Александра старательно смотрела фильм из серии «Наше новое кино». Показывали возвышенную страсть наркомана и проститутки. Весь фильм они кололись и трахались в каких-то ночлежках, потом их за что-то били, потом они кого-то били, и в конце концов действительность разбила-таки их чистую любовь вдребезги.
Убогий фильм был вязкий, как ночной кошмар, но зато он не мешал думать.
— Я пошел спать, — из-за двери сообщил Филипп.
— Валяй! — отозвалась Александра. Тонкость мужского восприятия порой поражала ее до глубины души. Он оставил ее чуть ли не в слезах, растерянную, наедине с тяжкими думами и, ничего не объясняя, ушел спать — разбирайся как знаешь, твое дело.
«Конечно, я ему совсем не нужна, — горестно думала Александра. — Какое это имеет значение — жена я ему или не жена. В конце концов, это была моя идиотская идея — пожениться. Я думала, это снимет с меня часть проблем. А теперь появились новые — прошло полгода, а я до сих пор не знаю, кто он…»
Все странные и необъяснимые обстоятельства, которым она не придавала значения — или старалась не придавать, — вдруг всплыли в памяти, ей никак не удавалось прогнать тревожные мысли. Она чувствовала себя пленником в осажденной крепости, уверенным в своей обреченности.
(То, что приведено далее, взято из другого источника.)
Issue #140, opened 2026-07-22
Monaco editor makes the IDE output-pane unavailable


geircodes:
When a monaco editor is the active open document, it denies the output pane (Build output/Generator output/Debug) focus, The editor steals keypresses and mouse clicks.

When I open the output pane I can't select text, not even with the rightclick-select all. CTRL-A selects all the text in the editor window. 
The only events that this pane gets are mouse scroll, so I can use the scroll wheel to switch between build/generator/debug, and I can scroll in the text.

It is in the annoyance category as I some times want to look in the build output.
I had Claude look at it but it was unsuccessful, ended up with focus problems related to WebView2.

The workaround is to open a file in the clarion editor and have that as the active window, then I can access the Output as I am used to.

I checked other panes too: 
Search Results pane works fine, If I have searched in a clarion editor and pressed "find all", the search results list is populated, and mouseclicks works for navigating to the result
Clipboard Ring works fine.

ClarionLive:
Confirmed and ticketed. This is the WebView2 focus family — the embedded browser that hosts the Monaco editor is winning the input fight when you click into the Output pane (which is also why scroll still works: wheel events route by hover, not focus). Interesting data point that Search Results behaves — that asymmetry should help us find the right hook. The likely fix is detecting activation of a non-editor pad and explicitly releasing WebView2 focus to it; we'll be careful not to regress the editor-focus-on-tab-switch work while at it. Your workaround (make a native editor tab active first) is the right one in the meantime.

peterparker57:
Fix landed on master (39fb149) and verified in-IDE — the Output pane is fully interactive again (click, drag-select, Ctrl+A, Build/Generator/Debug switching) while a CA Editor tab is the active document, with no regression to the editor-focus-on-tab-switch behavior.

Root cause, confirmed with live tracing: it was friendly fire from our own tab-activation focus fix. The IDE never hands a WebView2-hosted view keyboard focus on a tab switch, so CA hooks the workbench's WindowSelected event and claims focus for the editor (with a verify-and-retry ladder). It turns out the IDE re-fires that event for every click into a docked pad while a Monaco document stays active — so each click into the Output pane triggered a fresh focus claim that yanked the keyboard straight back into the editor. Your observation that scrolling still worked was the perfect clue: wheel events route by hover, everything else routes by focus. (Search Results behaved because interacting with it doesn't re-fire the event the same way.)

[...]

PR #173, opened 2026-08-04
Fix/ca editor CTRL-X did not copy to clipboard 

geircodes:
## Summary

`MonacoClarionEditor` (the CA Editor's Monaco/WebView2 overlay, `MonacoClarionSourceEditor.cs`) implements `IMonacoEditorHost` with two callbacks that were left as empty stubs from the original overlay-convergence spike and never wired up:

- **`OnClipboard`** — `doClarionCut`'s Ctrl+X (`monaco-embeditor.html`) always posts `{action:"clipboard"}` with the cut/removed text before deleting it from the buffer, for both a selection cut and a no-selection whole-line cut. The CA Editor never forwarded that message to `Clipboard.SetText`, so **Ctrl+X deleted the text without ever putting anything on the Windows clipboard.**
- **`OnFocusEditor`** — `installDropInsert`'s native OS drop handler posts `{action:"focusEditor"}` after a Data-pad field drag-drop lands directly on the WebView2 surface, since OS keyboard focus stays on the Data pad (a separate WebView2) after the drop. Left unhandled, the CA Editor's own workbench tab never reclaimed activation after such a drop.

## Root cause

Both are the same bug class: the JS side of the shared `monaco-embeditor.html` protocol posts these messages unconditionally (not gated to embed mode), but this particular host (`MonacoClarionEditor`) never implemented its half of the contract. The CA Embeditor's own host (`ModernEmbeditorViewContent`) already implements both correctly — `HandleClipboard` calls `Clipboard.SetText`, and `OnFocusEditor` calls `BringToFront()`.

## Fix

- `OnClipboard`: ported `ModernEmbeditorViewContent.HandleClipboard`'s logic — deserialize the `text` field and call `Clipboard.SetText`, with the same empty-string guard (`Clipboard.SetText` throws on `""`, so an empty cut is written as `" "`). Also logs the written char count (and a distinct message if a payload ever arrives with no `text` field) — added while chasing a report that looked at first like a selection-specific clipboard bug, see Verification below.
- `OnFocusEditor`: activates this editor's own workbench tab via the same `SelectWindow` reflection idiom already used elsewhere in this file (`OnWorkbenchWindowSelected`, `CloseWorkbenchTab`) — `MonacoClarionEditor` doesn't have a `BringToFront()`-style helper like the embeditor's view content, since it's a `ClarionEditor` subclass rather than an `AbstractViewContent`, but it already caches `_wbWindow` for the same reflection call elsewhere.

## Two stubs deliberately left alone

The same interface implementation also has empty `OnCancel` and `OnOpenSource` stubs. Traced both in `monaco-embeditor.html`: the Cancel button and the clickable embed header are only ever shown/wired in embed-overlay mode (`has-embheader`) — file mode (which the CA Editor always runs in) explicitly keeps closing via the tab instead and never renders that header. Neither message is ever posted from the CA Editor, so these two are genuinely unreachable dead code, not a second instance of this bug — left untouched rather than "fixed" for something that can't happen.

## Verification

- Clean build via VS2022's MSBuild (`ClarionAssistant.csproj`, Debug, ClarionVersion=11).
- **Live-tested in the running Clarion 11.1 IDE** (deploy.ps1 rebuild+redeploy). Confirmed via `monaco-spike.log`:
  - Ctrl+X with no selection (whole-line remove): clipboard populated correctly.
  - Ctrl+X with an active selection: clipboard populated correctly (log shows `OnClipboard: wrote 47 chars to clipboard`, matching the selection cut, and a later `wrote 7 chars` for a follow-up line cut) — an initial round of this same test appeared to fail, but that was the git clone having been left checked out on an unrelated in-progress branch that never had this fix merged in, not a real code issue; redeploying from the actual fix branch resolved it.

### DIFF
--- a/ClarionAssistant/MonacoClarionSourceEditor.cs
+++ b/ClarionAssistant/MonacoClarionSourceEditor.cs
@@ -993,8 +993,23 @@ namespace ClarionAssistant
             });
         }
 
-        // The rest stay inert for now (Step 6 wires Ctrl+D through the embeditor's openDesigner path).
-        void IMonacoEditorHost.OnClipboard(MonacoEditorControl editor, string rawJson) { }
+        /// <summary>{action:"clipboard"} — Clarion-style Ctrl+X (doClarionCut in monaco-embeditor.html) posts the
+        /// cut/removed text here before deleting it from the buffer. This host used to leave the message unhandled,
+        /// so Ctrl+X in the CA Editor silently deleted the line without ever reaching the Windows clipboard —
+        /// unlike the embeditor's own OnClipboard (ModernEmbeditorViewContent.HandleClipboard), which does the
+        /// same Clipboard.SetText call. Clipboard.SetText throws on an empty string, hence the " " fallback,
+        /// matching the embeditor's handling exactly.</summary>
+        void IMonacoEditorHost.OnClipboard(MonacoEditorControl editor, string rawJson)
+        {
+            try
+            {
+                var ser = new JavaScriptSerializer { MaxJsonLength = int.MaxValue };
+                var data = ser.DeserializeObject(rawJson) as Dictionary<string, object>;
+                string text = (data != null && data.ContainsKey("text")) ? (data["text"]?.ToString() ?? "") : null;
+                if (text != null) Clipboard.SetText(text.Length == 0 ? " " : text);
+            }
+            catch (Exception ex) { MonacoSpikeLog.Write("OnClipboard error: " + ex.Message); }
+        }
 
         // CA Find pad protocol (GitHub #66) — the broker routes to/from the dockable pad.
         void IMonacoEditorHost.OnCaFind(MonacoEditorControl editor, string action, string rawJson)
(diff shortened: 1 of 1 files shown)


ClarionLive (commented):
**Approve — merge as-is.**

Straightforward "host never implemented its half of the contract" fix, and the port stays faithful to the working implementation rather than reinventing it — `OnClipboard` matches `ModernEmbeditorViewContent.HandleClipboard:3476-3484` line for line, including the `" "` fallback for the empty cut (`Clipboard.SetText` throws on `""`).

Checked the things that could bite:

- Both required usings are already in `MonacoClarionSourceEditor.cs` — `System.Web.Script.Serialization` (line 7) for `JavaScriptSerializer` and `System.Windows.Forms` (line 8) for `Clipboard`.
- `Clipboard.SetText` needs an STA thread; `WebMessageReceived` fires on the UI thread, so this is on the same footing as the embeditor's handler that's been working in production.

The "two stubs deliberately left alone" section is the right call and the right level of evidence — tracing `OnCancel`/`OnOpenSource` to `has-embheader` and confirming file mode never renders it is a much better answer than implementing something unreachable for symmetry.

One thing worth watching when this is live, not a code objection: `OnFocusEditor` calls `SelectWindow`, which activates the workbench tab. Tab activation in this fork re-fires `WindowSelected` per pad click, which is what `EditorFocusGuard.FocusInForeignPad` exists to gate (GH #140). A drop-triggered `SelectWindow` should be a one-shot and I'd expect no interaction, but the Data-pad drag-drop path is precisely where a focus ping-pong would show up. Worth one explicit drag-drop-into-CA-Editor pass after merge to confirm focus lands and stays.

*Reviewed with Claude Code.*

geircodes:
Post-merge focus test done, as suggested — focus lands and stays.

**Test:** dragged a text selection from the CA Find pad's search entry field onto the open Monaco editor. Text inserted at the drop point, editor took focus, typing continued in the editor rather than the search field. Same result from the COM Control Browser pad's info-text. Ctrl+X re-verified first as a build-identity canary (`OnClipboard: wrote 46 chars to clipboard`) to confirm the deployed build contained the fix.

**On the `SelectWindow` / GH #140 interaction — no ping-pong.** The guard engages and declines once per interaction:

```
15:19:49.791  focus-guard: stand down — focus in ...PadContentWrapper
15:19:49.791  select-hook fired: STAND DOWN (focus in foreign pad) (<file>)
15:20:41.061  focus-guard: stand down — ...
15:20:42.948  focus-guard: stand down — ...
15:21:01.170  focus-guard: stand down — ...
```

Pairs are seconds apart — discrete interactions, not a loop. (The fork's known doubled fire looks different: two lines 13 ms apart, as documented at `MonacoClarionSourceEditor.cs:2093`.) `SelectWindow()` activates the tab, the re-fired `WindowSelected` hits the guard, the guard correctly declines the redundant `_editor.FocusEditor()`, and the JS-side `ed.focus()` has already placed the caret. Your "one-shot, expect no interaction" read was right.

**Correction to the PR description:** it says the fix covers a Data-pad *field* drag-drop. That's inaccurate. `modern-data-pad.html:1455` (`row.draggable = !dragMeta;`) selects between two mutually exclusive drag mechanisms:

- Dictionary **column** (`:2001`) and **variable** (`:2321`) rows pass `dragMeta`, so `draggable` is off and the drag goes through the host-owned `FieldDropService` mouse hook — no DOM `drop`, never runs `installDropInsert`, never posts `{action:'focusEditor'}`.
- Routine (`:2116`), procedure (`:2164`) and generic insert rows (`:1610`) use the HTML5 OLE drag, and those are the ones reaching `OnFocusEditor`.

So an actual field drag never exercised this code. Real scope is procedure/routine/generic drags plus any in-IDE `text/plain` drag source.

Out of scope but noted: a cross-application drag inserts the text but leaves keyboard focus in the source app — expected, since `ed.focus()`/`SelectWindow()` only move focus within the IDE's own window. Also a pre-existing `FocusEditor: focus never landed after retries` immediately after `initial-open focus: active=True` on file open, unrelated to this path.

Ее муж, французский журналист, приехавший собирать материал для книги, никаких заметок не делал, записок не писал, дискеты из лэп-топа носил с собой. Несколько раз он летал во Францию «по делам», приставил к ней охрану, пока она была в больнице, да и сама больница, и этот дурацкий санаторий, наверное, стоили уйму денег! Такое впечатление, что в кошельке у Филиппа лежит неразменный рубль. Или доллар. Конечно, белое кашемировое пальто так и осталось в мечтах, но они ели, пили, платили за телефон и бензин и вот даже отдыхать поехали…
Почему весьма небогатый, по его собственному признанию, журналист тратит на нее какие-то немыслимые суммы? Старается усыпить бдительность? Или что-то проверяет?
А сегодняшняя встреча под покровом ночи у черта на рогах, в заштатном санаторном коттедже с человеком, чье имя не сходит с газетных полос, ежедневно упоминается в новостях, имя, вокруг которого постоянно рождаются и умирают скандалы, сплетни, слухи, которого то обвиняют во всех смертных грехах, то возводят в спасители Отечества, — это выше ее понимания!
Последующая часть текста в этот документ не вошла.